Go over the records and copy every line with the string "extra".

(Collection entries)
_ _ _ _

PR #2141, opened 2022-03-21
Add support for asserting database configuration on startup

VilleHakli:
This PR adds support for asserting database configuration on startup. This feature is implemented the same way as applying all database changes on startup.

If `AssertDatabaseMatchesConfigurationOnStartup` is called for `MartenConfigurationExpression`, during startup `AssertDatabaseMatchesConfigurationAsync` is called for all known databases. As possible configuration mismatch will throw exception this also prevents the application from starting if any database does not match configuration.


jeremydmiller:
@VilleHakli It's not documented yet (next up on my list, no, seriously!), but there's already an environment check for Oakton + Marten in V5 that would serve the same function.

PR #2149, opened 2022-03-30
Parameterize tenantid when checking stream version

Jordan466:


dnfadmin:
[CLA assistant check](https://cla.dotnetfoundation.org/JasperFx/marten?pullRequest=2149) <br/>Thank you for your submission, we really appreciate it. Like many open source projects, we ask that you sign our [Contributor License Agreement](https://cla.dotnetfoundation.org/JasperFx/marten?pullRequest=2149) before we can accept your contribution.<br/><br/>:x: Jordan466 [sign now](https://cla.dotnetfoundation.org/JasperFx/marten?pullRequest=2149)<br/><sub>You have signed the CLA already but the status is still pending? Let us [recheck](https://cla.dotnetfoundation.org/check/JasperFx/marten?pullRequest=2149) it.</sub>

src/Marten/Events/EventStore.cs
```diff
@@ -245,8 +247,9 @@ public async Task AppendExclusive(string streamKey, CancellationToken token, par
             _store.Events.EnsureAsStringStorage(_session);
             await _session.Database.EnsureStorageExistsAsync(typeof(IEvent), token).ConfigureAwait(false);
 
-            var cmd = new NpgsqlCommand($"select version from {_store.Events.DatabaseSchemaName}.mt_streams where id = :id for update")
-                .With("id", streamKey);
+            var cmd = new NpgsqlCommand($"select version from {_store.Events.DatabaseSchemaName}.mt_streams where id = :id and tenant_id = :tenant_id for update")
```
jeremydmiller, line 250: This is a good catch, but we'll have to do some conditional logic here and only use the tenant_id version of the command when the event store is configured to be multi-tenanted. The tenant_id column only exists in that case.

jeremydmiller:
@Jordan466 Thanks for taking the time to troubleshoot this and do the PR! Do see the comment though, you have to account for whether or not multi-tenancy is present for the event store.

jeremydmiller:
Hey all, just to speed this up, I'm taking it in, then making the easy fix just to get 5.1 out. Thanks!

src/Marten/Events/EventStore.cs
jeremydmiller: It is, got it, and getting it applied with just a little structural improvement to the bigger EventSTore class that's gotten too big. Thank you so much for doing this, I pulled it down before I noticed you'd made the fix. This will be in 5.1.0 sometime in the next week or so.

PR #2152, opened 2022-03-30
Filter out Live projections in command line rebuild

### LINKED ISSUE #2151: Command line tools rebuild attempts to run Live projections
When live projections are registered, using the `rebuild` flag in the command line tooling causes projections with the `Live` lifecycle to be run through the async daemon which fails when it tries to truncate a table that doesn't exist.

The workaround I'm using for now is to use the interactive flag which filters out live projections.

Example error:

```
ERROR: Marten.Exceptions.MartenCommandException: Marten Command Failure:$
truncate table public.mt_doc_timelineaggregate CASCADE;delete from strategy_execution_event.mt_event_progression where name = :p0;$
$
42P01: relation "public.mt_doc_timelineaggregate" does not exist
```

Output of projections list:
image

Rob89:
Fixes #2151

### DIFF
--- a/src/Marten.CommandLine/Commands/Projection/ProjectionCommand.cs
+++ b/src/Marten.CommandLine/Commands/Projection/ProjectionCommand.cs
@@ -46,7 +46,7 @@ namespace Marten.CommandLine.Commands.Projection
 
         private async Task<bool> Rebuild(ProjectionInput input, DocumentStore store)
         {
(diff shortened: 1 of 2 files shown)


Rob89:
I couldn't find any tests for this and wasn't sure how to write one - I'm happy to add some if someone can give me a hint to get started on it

_ _ _ _

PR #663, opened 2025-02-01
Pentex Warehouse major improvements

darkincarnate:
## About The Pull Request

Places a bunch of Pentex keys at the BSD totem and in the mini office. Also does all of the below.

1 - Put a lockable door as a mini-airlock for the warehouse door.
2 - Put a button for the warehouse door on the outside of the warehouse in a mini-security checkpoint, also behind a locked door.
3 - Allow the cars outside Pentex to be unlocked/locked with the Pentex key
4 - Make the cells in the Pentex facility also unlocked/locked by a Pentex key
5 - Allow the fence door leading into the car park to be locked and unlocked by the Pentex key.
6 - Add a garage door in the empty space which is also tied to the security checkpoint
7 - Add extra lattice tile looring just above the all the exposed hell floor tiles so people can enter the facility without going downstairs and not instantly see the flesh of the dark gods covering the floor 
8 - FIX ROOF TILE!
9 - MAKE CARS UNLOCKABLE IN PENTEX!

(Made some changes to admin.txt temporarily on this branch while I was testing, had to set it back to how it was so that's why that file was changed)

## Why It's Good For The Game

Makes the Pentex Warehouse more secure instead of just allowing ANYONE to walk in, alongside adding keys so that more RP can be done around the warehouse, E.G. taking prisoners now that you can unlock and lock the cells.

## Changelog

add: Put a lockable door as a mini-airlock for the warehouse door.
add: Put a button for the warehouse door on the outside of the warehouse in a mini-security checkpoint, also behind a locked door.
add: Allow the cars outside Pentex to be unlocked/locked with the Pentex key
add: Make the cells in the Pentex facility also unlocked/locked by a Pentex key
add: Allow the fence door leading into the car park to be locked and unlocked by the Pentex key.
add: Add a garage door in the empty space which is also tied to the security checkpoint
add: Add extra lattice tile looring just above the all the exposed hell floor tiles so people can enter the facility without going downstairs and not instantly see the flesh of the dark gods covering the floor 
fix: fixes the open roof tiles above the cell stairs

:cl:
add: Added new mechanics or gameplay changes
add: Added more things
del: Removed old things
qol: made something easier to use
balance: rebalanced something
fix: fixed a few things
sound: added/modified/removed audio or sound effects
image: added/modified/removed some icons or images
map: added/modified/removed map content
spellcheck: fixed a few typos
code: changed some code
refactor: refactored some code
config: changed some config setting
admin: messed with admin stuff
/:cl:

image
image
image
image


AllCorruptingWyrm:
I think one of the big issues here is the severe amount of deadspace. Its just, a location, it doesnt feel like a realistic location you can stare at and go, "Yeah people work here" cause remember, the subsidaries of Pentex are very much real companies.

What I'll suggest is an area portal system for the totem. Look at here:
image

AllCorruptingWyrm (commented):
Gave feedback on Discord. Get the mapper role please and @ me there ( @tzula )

_ _ _ _

Response:
7 - Add extra lattice tile looring just above the all the exposed hell floor tiles so people can enter the facility without going downstairs and not instantly see the flesh of the dark gods covering the floor 
add: Add extra lattice tile looring just above the all the exposed hell floor tiles so people can enter the facility without going downstairs and not instantly see the flesh of the dark gods covering the floor 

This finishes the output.